Doesn't this sound like a bit strange situation? What is the reason for not including any fixed number of peer-reviewed edits required to obtain a privilege, that allows editing without peer-review?


1 Answer 1


There are two sides to this coin: The user has earned this privilege legitimately, or this user has not earned this privilege legitimately.

Both sides of this coin say that this is acceptable.

Let's examine both sides of the coin using your User as an example. Since he is an outlier, we'll call him User Georg.

User Georg Deserves This Privilege

User Georg has spent hours composing two absolutely perfect questions on his SE site of choice. Over the course of five days, he receives the maximum possible rep points for both these questions, and is quickly granted Editing privilege, along with all the other privileges he has earned therein.
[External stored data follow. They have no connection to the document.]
PR #819, opened 2024-04-11
[feature] YAMLDataLoader and YAMLDataSaver as default data adapters

wmoreiraa:
Adding the option to do I/O using YAML files, similar as what we have with json.

## Changes

Adding YAML as default data adapter

## How I tested this
Same test module as others default data adapters, 3 unit tests:
1. Isolated load
2. Isolated save
3. Using both loader and saver.

## Notes
Followed pattern of json, but expanded the options of applicable_types

## Checklist

### DIFF
--- a/hamilton/io/default_data_loaders.py
+++ b/hamilton/io/default_data_loaders.py
@@ -6,8 +6,47 @@ import pathlib
 import pickle
 from typing import Any, Collection, Dict, Tuple, Type, Union
 
+import yaml
+
 from hamilton.io.data_adapters import DataLoader, DataSaver
 from hamilton.io.utils import get_file_metadata
+
+PrimitiveType = Union[str, int, bool, dict, list]
+
+
+@dataclasses.dataclass
+class YAMLDataLoader(DataLoader):
+    path: str
+
+    @classmethod
+    def applicable_types(cls) -> Collection[Type]:
+        return [str, int, bool, dict, list]
+
+    @classmethod
+    def name(cls) -> str:
+        return "yaml"
+
+    def load_data(self, type_: Type) -> Tuple[PrimitiveType, Dict[str, Any]]:
+        with pathlib.Path(self.path).open(mode="r") as f:
+            return yaml.safe_load(f), get_file_metadata(self.path)
+
+
+@dataclasses.dataclass
+class YAMLDataSaver(DataSaver):
+    path: str
+
+    @classmethod
+    def applicable_types(cls) -> Collection[Type]:
+        return [str, int, bool, dict, list]
+
+    @classmethod
+    def name(cls) -> str:
+        return "yaml"
+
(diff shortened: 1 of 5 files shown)


hamilton/io/default_data_loaders.py
```diff
@@ -6,9 +6,55 @@
...
+PrimitiveType = Union[str, int, bool, dict, list]
+
+
+@dataclasses.dataclass
+class YAMLDataLoader(DataLoader):
+    path: Union[str, pathlib.Path]
+
+    @classmethod
+    def applicable_types(cls) -> Collection[Type]:
+        return [str, int, bool, dict, list]
```
skrawcz, line 23: can replace with PrimititeType?

hamilton/io/default_data_loaders.py
```diff
@@ -6,9 +6,55 @@
...
+            return yaml.safe_load(f), get_file_metadata(path)
+
+
+@dataclasses.dataclass
+class YAMLDataSaver(DataSaver):
+    path: Union[str, pathlib.Path]
+
+    @classmethod
+    def applicable_types(cls) -> Collection[Type]:
+        return [str, int, bool, dict, list]
```
skrawcz, line 44: same here

skrawcz (changes requested):
Looks good!

One request: we should move this to the plugins folder. We don't have `yaml` as a core dependency, and I don't want to add it.

So we should move this to a file like:

`hamilton/plugins/yaml_extensions.py`

At the top it should have some code like:
```
try:
    import yaml
except ImportError:
    raise NotImplementedError("yaml is not installed.")
```

Then at the bottom it should have some additional code like:

```python
from hamilton import registry

def register_data_adapters():
    """Function to register the data loaders for this extension."""
    for loader in [
        YAMLDataLoader,
        YAMLDataSaver
    ]:
        registry.register_adapter(loader)


register_data_adapters()
```

and then in `hamilton/function_modifiers/base.py` add `yaml` to `plugins_modules` list so that we try to import it.

hamilton/io/default_data_loaders.py
wmoreiraa: Idk why I thought this would fail lol, thanks for the review.

wmoreiraa:
thanks for the review @skrawcz and totally agree! Nice to learn how the plugins works too :)

hamilton/io/default_data_loaders.py
skrawcz: Actually good point -- something to validate with an example. I could be wrong here.

skrawcz: actually I think I'm wrong here. What you had was correct.

wmoreiraa:
Fixed back the PrimitiveType issue. @skrawcz  lemme know if something still missing

skrawcz (approved):

skrawcz:
Thanks @wmoreiraa !

PR #820, opened 2024-04-12
dlt plugin

zilto:
The dlt library provides many `Sources` and `Destinations` to extract (E) and load (L) data.

With Hamilton being a transform (T) tool the goal is to build constructs to:
1. *ET*: Create Hamilton nodes from dlt Sources, providing a structured way for them to be upstream dependencies
2. *TL*: Store/materialize Hamilton node results into dlt Destinations.
These 2 features alone allow for the full flexibility of (ETL, ELTL, etc.)

For a good user experience, and more easily integrating "Hamilton within dlt", it is valuable to have:
3. *ETL*: essentially a combination of 1. and 2.
4. *ELT*: no special integration required here, (dlt does EL, then Hamilton does T), but the transition could be streamlined. We can showcase that via the `pipeline.sql_client()`. This is where dlt + Ibis integration would shine.

## Changes
- Added `DltResourceLoader` (1.)
- Added `DltDestinationSaver` materializer (2.)
- Scenario (3.) is covered by adding both Loaders and Savers.

## How I tested this
- DataSaver is tested for the 3 basic types accepted by dlt: iterables of records, pandas DataFrame, and pyarrow Table
- DataLoader tested for a mock Resource
- Given dlt pipelines are stateful, there's a possibility errors appear when using many Loader/Saver in a single project.

## Notes
- there's no easy mapping for dlt Source to a Hamilton construct. The `Source` has many `Resource` that would map to Hamilton nodes. Then `Resource` is closer to a  `DataLoader`, but the `Source` construct remains needed because it is responsible for authentication and more.

## Checklist


hamilton/plugins/dlt_extensions.py
```diff
@@ -0,0 +1,74 @@
...
+        if isinstance(data, dict) is False:  # only 1 node, no `combine=base.DictResult()`
+            raise NotImplementedError(
+                f"DltSaver needs to a receive a `Dict[str, {SAVER_TYPES}]`"
+                f"When using `to.dlt()`, make sure to specify `combine=base.DictResult()`"
+            )
+
+        rename = {} if self.rename is None else self.rename
+
+        resources = []
+        for node_name, result in data.items():
```
elijahbenizzy, line 54: Hmm -- reason for having multiple per node? As opposed to one per node? More verbose but gets aroudn this problem.

hamilton/plugins/dlt_extensions.py
```diff
@@ -0,0 +1,74 @@
...
+        return SAVER_TYPES
+
+    def save_data(self, data) -> Dict[str, Any]:
+        """
+        ref:
+            tables: https://dlthub.com/docs/dlt-ecosystem/verified-sources/arrow-pandas
+            standalone resources: https://dlthub.com/docs/general-usage/resource#load-resources
+            dynamic resources: https://dlthub.com/docs/general-usage/source#create-resources-dynamically
+        """
+        if isinstance(data, dict) is False:  # only 1 node, no `combine=base.DictResult()`
```
elijahbenizzy, line 45: So this `data` type maps to the `applicable_types`. As in, this is the type that we can save.

The `combiner` will create a node that will have an output type of the corresponding result builder. E.G. the `DataFrameResult()`. So, this check shoudln't be necessary if `dict` is the only one. Also it means that none of the other ones should work.

That said, the ergonomics feel off... What are the use-cases behind the other types?

elijahbenizzy, line 45: nit -- `if not isinstance` is cleaner IMO

hamilton/plugins/dlt_extensions.py
```diff
@@ -0,0 +1,74 @@
...
+
+        rename = {} if self.rename is None else self.rename
+
+        resources = []
+        for node_name, result in data.items():
+            name = rename.get(node_name, node_name)
+            resources.append(dlt.resource(result, name=name))
+
+        load_info = self.pipeline.run(resources, write_disposition=self.write_disposition)
+        return load_info.asdict()
```
elijahbenizzy, line 59: Let's put this behind `dlt_data` or some field so we can add our own metadata as well

hamilton/plugins/h_dlt.py
```diff
@@ -0,0 +1,61 @@
...
+
+from hamilton import htypes
+from hamilton.graph_types import HamiltonGraph
+from hamilton.lifecycle import GraphExecutionHook
+from hamilton.plugins.dlt_extensions import DltSaver
+
+logger = logging.getLogger(__name__)
+
+
+class DltAdapter(GraphExecutionHook):
```
elijahbenizzy, line 14: I'm not seeing the value of this -- we really should have it part of the graph. If not, they should be totally separate, but this is burying critical side-effects pretty deep down...

skrawcz: I think it's an interesting alternative -- definitely implicit. But something to get feedback on.

🤔  we could also model this as a result builder.

hamilton/plugins/dlt_extensions.py
zilto: what metadata should we return given we don't have a file path to check for

hamilton/plugins/dlt_extensions.py
```diff
@@ -0,0 +1,128 @@
...
+from hamilton.io.data_adapters import DataLoader, DataSaver
+
+DATAFRAME_TYPES = [Iterable, pd.DataFrame]
+
+# TODO add types for other Dataframe libraries
+try:
+    import pyarrow as pa
+
+    DATAFRAME_TYPES.extend([pa.Table, pa.RecordBatch])
+except ModuleNotFoundError:
```
elijahbenizzy, line 23: So this works, the problem is that the error message will be confusing... For now, however, I think we can just document it well.

hamilton/plugins/dlt_extensions.py
elijahbenizzy: Meh no idea, but it fits in with the rest of the pattern if we have it namespaced. E.G. this: https://github.com/DAGWorks-Inc/hamilton/blob/5dd6ab4bf8933aeb71b78e1c28045afc7e46623c/hamilton/io/utils.py#L42

hamilton/plugins/dlt_extensions.py
```diff
@@ -0,0 +1,128 @@
...
+        normalize_info = pipeline.normalize(loader_file_format="parquet")
+
+        partition_file_paths = []
+        for package in normalize_info.load_packages:
+            load_info = package.jobs["new_jobs"][0]
+            partition_file_paths.append(load_info.file_path)
+
+        # TODO use pyarrow directly to support different dataframe libraries
+        # ref: https://arrow.apache.org/docs/python/generated/pyarrow.parquet.ParquetDataset.html#pyarrow.parquet.ParquetDataset
+        df = pd.concat([pd.read_parquet(f) for f in partition_file_paths], ignore_index=True)
```
elijahbenizzy, line 58: Parquet locally versus duckdb? Will the next `pipeline.drop()` erase it?

elijahbenizzy (commented):
Looking good! Most curious about the parquet thing -- wonder if we can use duckdb:memory...

hamilton/plugins/dlt_extensions.py
skrawcz: We should return metadata that could help us identify/understand this artifact better. It might be the same that's in the dict? or some subset of that?

hamilton/plugins/dlt_extensions.py
zilto: Why would we want to throw an error? You mean if a node has annotions for `pa.Table`, but pyarrow is not installed and therefore finds no registered materializers?

hamilton/plugins/dlt_extensions.py
zilto: So the dlt implementation for in-memory duckdb is currently bugged (they're fixing it), but I found a work around.

Using duckdb in-memory doesn't really provide additional value and only adds a dependency:
```
source -> extract (parquet) -> normalize (parquet) -> load (parquet) -> duckdb (memory) -> query db (memory) -> to pandas (memory)
```
At the end of the process, memory (duckdb, pandas) is freed and dlt pipeline is cleaned (extract, normalize, load)

My current implementation skips the duckdb steps
```
source -> extract (parquet) -> normalize (parquet) -> read parquet partitions (memory) -> pandas (memory)
```

zilto: The related design decision is "how can I selectively reload dlt Sources". For example, only load Slack messages once then run Hamilton dataflows many times over that same data. 

This would be an ELT use case (dlt -> Hamilton) where you want to refresh each independently. It probably makes more sense to have `run_dlt.py` and `run_hamilton.py`

The current "Source" materializer with everything in-memory aims to enable ET and the user is responsible for loading the data, potentially with the Destination materializer which does TL

docs/integrations/dlt/index.md
```diff
@@ -289,6 +294,114 @@ results = dr.execute(
...
+        target="general_messages",  # node name assigned to the data
+        resource=source.resources["general_messages"]
+    ),
+    from_.dlt(
+        target="general_replies_message",
+        resource=source.resources["general_replies_message"]
+    ),
+]
+
+dr.materialize(*materializers, ...)
```
skrawcz, line 331: need additional_vars here since no `to.*` materialize is provided.
```suggestion
dr.materialize(*materializers, additional_vars=[...], ...)
```

docs/integrations/dlt/index.md
```diff
@@ -289,6 +294,114 @@ results = dr.execute(
...
+    ),
+    to.dlt(
+        id="threads__dlt",
+        dependencies=["threads"],
+        table_name="slack_threads",
+        pipeline=pipeline,
+    )
+]
+
+dr.materialize(*materializers)
```
skrawcz, line 401: show a picture of this!

hamilton/plugins/dlt_extensions.py
```diff
@@ -0,0 +1,133 @@
...
+try:
+    import pyarrow as pa
+
+    DATAFRAME_TYPES.extend([pa.Table, pa.RecordBatch])
+except ModuleNotFoundError:
+    pass
+
+# convert to tuple to dynamically define type `Union[DATAFRAME_TYPES]`
+DATAFRAME_TYPES = tuple(DATAFRAME_TYPES)
+
```
skrawcz, line 28:
```suggestion
COLUMN_FRIENDLY_DF_TYPE = False
```

hamilton/plugins/dlt_extensions.py
```diff
@@ -0,0 +1,133 @@
...
+# TODO add types for other Dataframe libraries
+try:
+    import pyarrow as pa
+
+    DATAFRAME_TYPES.extend([pa.Table, pa.RecordBatch])
+except ModuleNotFoundError:
+    pass
+
+# convert to tuple to dynamically define type `Union[DATAFRAME_TYPES]`
+DATAFRAME_TYPES = tuple(DATAFRAME_TYPES)
```
skrawcz, line 27: where is this used?

hamilton/plugins/dlt_extensions.py
skrawcz: can just cache the result of this function if we don't want it to run more than once?

hamilton/plugins/dlt_extensions.py
```diff
@@ -0,0 +1,133 @@
...
+def register_data_loaders():
+    """Function to register the data loaders for this extension."""
+    for loader in [
+        DltDestinationSaver,
+        DltResourceLoader,
+    ]:
+        registry.register_adapter(loader)
+
+
+register_data_loaders()
```
skrawcz, line 133: this needs to be added to the function_modifiers/base.py bit to try to register this plug in automatically.

hamilton/plugins/dlt_extensions.py
elijahbenizzy: So yeah, the worry is that it fills up disk space. But I think we can switch this up as needed. Seems reasonable.

hamilton/plugins/dlt_extensions.py
elijahbenizzy: Yeah, exactly. Its just a confusing case, but let's not worry about it (maybe add to docs).

elijahbenizzy (approved):
Let's ship, see where it goes from here!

This user knows how to post these fantastic questions because they understand SE - they have read the rules and understand what this site is about. They know what they should and should not post, and therefore also know what other users should and should not post. And because of that, they are qualified to make edits without review, even if they've never made an edit before.

User Georg Does Not Deserve This Privilege

User Georg has abused the popularity of X to quickly write two incredibly popular questions. By some fluke, these questions remain popular for five days and garner User Georg 200 Rep a day.

User Georg has not read the help page, has not taken the tour, and still thinks SE is a message board. He is unprepared to take a critical eye to people's posts, and will make terrible edits.

However, there are two other types of users on the SE site that not only have the same privilege, but can revert his edits when they see them:

  • Users who also have 2000 rep
  • The person who originally posted the question/answer

User Georg is one person, and he may not know what a proper edit is to make on a question/answer, but the other 2000 rep users have taken the common, long-road approach, and have the experience on SE to recognize edits that are needed. The user who owns the post, regardless of their privilege, can also edit it as much as they like and revert any edits, good or bad, that a 2000 rep user makes to their post.

User Georg Is An Outlier

While it is possible for a user who has 2000 rep to make bad choices, it is an accepted risk that is part of the SE system. It is also understood that other users who have 2000 rep work to negate that risk, and that a user has control over their own post so that they can immediately revert any edits that they disagree with.

In short, while User Georg might be a terrible user outside of his two highly-upvoted questions, he is an outlier, and in writing the rules in general for SE, he should not be counted.